Aspel seconds the need to improve the boardwalk. “No matter what we do, it’s going to need to be renovated,” he said, noting that the boardwalk “hasn’t been updated in years.”
“The city tries to keep it clean, but you can’t put in new walk paths there, because it’s going to be torn up anyway [during the CenterCal build]. It’s a matter of getting quality tenants that people will go down to see…but hopefully not so popular that locals at the Village Condos will have a hard time with, because that’s a noise issue,” he said.
Carlos Raygoza, of incoming business The Slip Bar and Grill (which looks to open in June), hopes that the business that he and his partners are creating will be able to match the popularity of nearby Boardwalk anchor Naja’s Place. Their plan is to provide the boardwalk with a place to get high-quality food for reasonable boardwalk prices — the kind of place, Raygoza hopes, will grow from word of mouth.
“When we come down here and have beers at Naja’s, we’ve found there’s no place here that has really good food. Everyone wants a decent meal, but there’s no place that has a casual atmosphere to eat and catch a game. There’s a need for this type of place here.”
“We had a concept and a vision to create what there’s a lack of here: Healthier, not-common bar food at a price point that’s not sky-high,” he said. “We want to create something cool and comfortable, in an environment where people want to come and have a good time, with good libations and good music.”
The goal, he says, is to take part in giving the boardwalk new life, and a bit of a “facelift,” he says — and if they can get in on the ground floor with Centercal, well, so much the better.
“I understand that it’s going going to be here a few years before [the CenterCal development] opens, but our idea was to come in and establish ourselves, and then get into the new space,” he said. “We’ll have a little infusion of life down here — it’s going to be nice. Hopefully we’ll change the demographic a little bit.”
George Soros, an owner of R10 Social House and Captain Kidd’s Fish Market, thinks that the injection of new life into the area is nothing but positive — though he’s cautiously optimistic.

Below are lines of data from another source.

PR #457, opened 2024-10-07
add more states to pending activift info

ychebotarev:
**What changed?**

**Why?**

**Breaking changes**

**Server PR**


temporal/api/enums/v1/workflow.proto
```diff
@@ -106,6 +106,8 @@ enum PendingActivityState {
     PENDING_ACTIVITY_STATE_SCHEDULED = 1;
     PENDING_ACTIVITY_STATE_STARTED = 2;
     PENDING_ACTIVITY_STATE_CANCEL_REQUESTED = 3;
+    PENDING_ACTIVITY_STATE_BACKING_OFF = 4;
```
bergundy, line 109: As mentioned in our slack conversation. This is an artificial state and the state machine doesn't record this explicitly to save DB updates. I think it's nice to be able to surface this state to users though so I support adding it to the API.

temporal/api/enums/v1/workflow.proto
```diff
@@ -106,6 +106,8 @@ enum PendingActivityState {
...
+    PENDING_ACTIVITY_STATE_PAUSED = 5;
```
bergundy, line 110: As discussed in another PR. I wouldn't model this as a distinct state and instead have another dimension for expressing pause status to be able to represent scenarios such as: an attempt is currently started and the activity has been requested to pause.

ychebotarev: From user perspective I don't see a scenario when it matters from what state activity comes to the PAUSE state. 
Activity cannot be started and paused, it is just paused.

cretz: Agreed. These states are more where the activity is at in general (started, scheduled, etc) and not specific things about the already-started activity.

bergundy: I'm not 100% sure what you agree with @cretz.
FTR the scheduler state has a separate bool for paused: https://github.com/temporalio/api/blob/c038641453772f879638ceffb1cb2664e0ad1765/temporal/api/schedule/v1/message.proto#L281.

I would rather have this consistency.

bergundy (approved):
Discussed with @ychebotarev offline. I'm okay with the way he decided to represent these states and he's clarified that internally we don't lose any information.

temporal/api/enums/v1/workflow.proto
cretz: Sorry, I see my message posted at the same time as @ychebotarev.

I agree with the original concept that should not be in the enumerate for activity state. A paused or backing off activity is still "scheduled" or "started" based on how this enum is used. Not only is it a backwards incompatible change to suddenly start making backing-off activities be a different enum, but I agree paused/backing-off is a different dimension from whether the activity is scheduled/started.

ychebotarev: @cretz - there will be bool variable in PendingActivityInfo that indicates that activity is paused. PendingActivityInfo will also be part of the DescribeActivity response. This state is a  separate thing. It is more about "give it quick look and understand where are we".

cretz: "started" is not "running" and to make people's code that expects backing-off activities to be this new enum instead of what it always was is backwards incompatible. If we need a more detailed value somewhere because "started" needs to be split into multiple values, that makes sense.

PR #458, opened 2024-10-07
Add capabilities field to RespondWorkflowTaskCompletedResponse

Quinn-With-Two-Ns:
Add capabilities field to RespondWorkflowTaskCompletedResponse. Add `may_discard_speculative_workflowtask_with_command_events` that will allow the SDK to signal to the Server that it supports discarding speculative workflow tasks with command events. When this is set to true it will allow the server to discard a lot more speculative workflow tasks then it can today.

### DIFF
--- a/temporal/api/workflowservice/v1/request_response.proto
+++ b/temporal/api/workflowservice/v1/request_response.proto
@@ -372,7 +372,7 @@ message RespondWorkflowTaskCompletedResponse {
         // True if the SDK can handle speculative workflow task with command events.
         // If true, the server may chosse, at its discretion, to discard a speculative workflow task
         // even if that speculative task included command events the SDK had not previouly processed.
-        bool may_discard_speculative_workflowtask_with_command_events = 1;
+        bool may_discard_speculative_workflow_task_with_command_events = 1;
     }
 }
 
--- a/temporal/api/workflowservice/v1/request_response.proto
+++ b/temporal/api/workflowservice/v1/request_response.proto
@@ -371,7 +371,10 @@ message RespondWorkflowTaskCompletedResponse {
     message Capabilities {
         // True if the SDK can handle speculative workflow task with command events.
         // If true, the server may chosse, at its discretion, to discard a speculative workflow task
-        // even if that speculative task included command events the SDK had not previouly processed.
+        // even if that speculative task included command events the SDK had not previouly processed
+        //
+        // (-- api-linter: core::0140::prepositions=disabled
+        //     aip.dev/not-precedent: "with" used to describe the workflow task. --)
         bool discard_speculative_workflow_task_with_command_events = 1;
     }
 }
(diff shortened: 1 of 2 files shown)


temporal/api/workflowservice/v1/request_response.proto
```diff
@@ -365,6 +365,15 @@ message RespondWorkflowTaskCompletedResponse {
...
     // Server is only expected to discard a workflow task if it could not have modified the workflow state.
     int64 reset_history_event_id = 3;
+    // All capabilities the SDK supports.
+    Capabilities capabilities = 4;
+    // SDK capability details.
+    message Capabilities {
+        // True if the SDK can handle speculative workflow task with command events.
+        // If true, the server may chosse, at its discretion, to discard a speculative workflow task
+        // even if that speculative task included command events the SDK had not previouly processed.
+        bool may_discard_speculative_workflowtask_with_command_events = 1;
```
cretz, line 375:
```suggestion
        bool may_discard_speculative_workflow_task_with_command_events = 1;
```

cretz (approved):

temporal/api/workflowservice/v1/request_response.proto
```diff
@@ -365,6 +365,18 @@ message RespondWorkflowTaskCompletedResponse {
...
+    Capabilities capabilities = 4;
+    // SDK capability details.
+    message Capabilities {
+        // True if the SDK can handle speculative workflow task with command events.
+        // If true, the server may chosse, at its discretion, to discard a speculative workflow task
+        // even if that speculative task included command events the SDK had not previouly processed
+        //
+        // (-- api-linter: core::0140::prepositions=disabled
+        //     aip.dev/not-precedent: "with" used to describe the workflow task. --)
+        bool discard_speculative_workflow_task_with_command_events = 1;
```
alexshtin, line 378:
```suggestion
        bool discard_speculative_workflow_task_with_events = 1;
```
`command_events` is not a common well known name. And in fact, all events falls in this category. Let's say we enable signal without WFT one day.

Sushisource: We use "command_events" in the SDKs all over the replace to refer to the events corresponding to commands. So, not all events are that - like signaled events.

Quinn-With-Two-Ns: Yeah `command_events ` is a common term in the SDK

Quinn-With-Two-Ns:
>Are there any SDKs with this capability today?

Yes, all latest SDK now do. but old versions didn't

temporal/api/workflowservice/v1/request_response.proto
Quinn-With-Two-Ns: that being said I am not opposed to removing it

bergundy:
> > Are there any SDKs with this capability today?
> 
> Yes, all latest SDK now do. but old versions didn't

I would maybe consider hard coding these SDK versions on the server instead of adding this mechanism since it's easy enough for us to track those but I'm okay adding it if people see this useful beyond the single use case.

cretz:
> Yes, all latest SDK now do. but old versions didn't

@Quinn-With-Two-Ns - what happens to older SDKs if the server were to just behave as if this new field was always true? Are all SDKs that don't work with this part of update pre-release instead of public preview? Just trying to help justify a new proto field just for pre-release update.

“I think the challenge for [CenterCal] is to develop something that everybody in the city wants, something that’s conducive to the area from an aesthetic standpoint that’s great for residents and business owners,” he said. “Me being both, I don’t want a giant monstrosity mall that people are worried about, but I want an area I can walk to where my kids and family feel safe, and I could work at the same time. I think the ones that don’t want to grow, their reservation is that it’ll be too big, too much, too many.”
Page, a 25 year veteran of the Marina, doesn’t share that concern. “You can put up any structure in the world, but you’re never going to lose that human appeal. The human factor of our community that isn’t going to change.”
“I just get prouder and prouder of my waterfront,” she said. “I’m proud of everyone taking a gamble and everyone who knows how good we’re going to be.”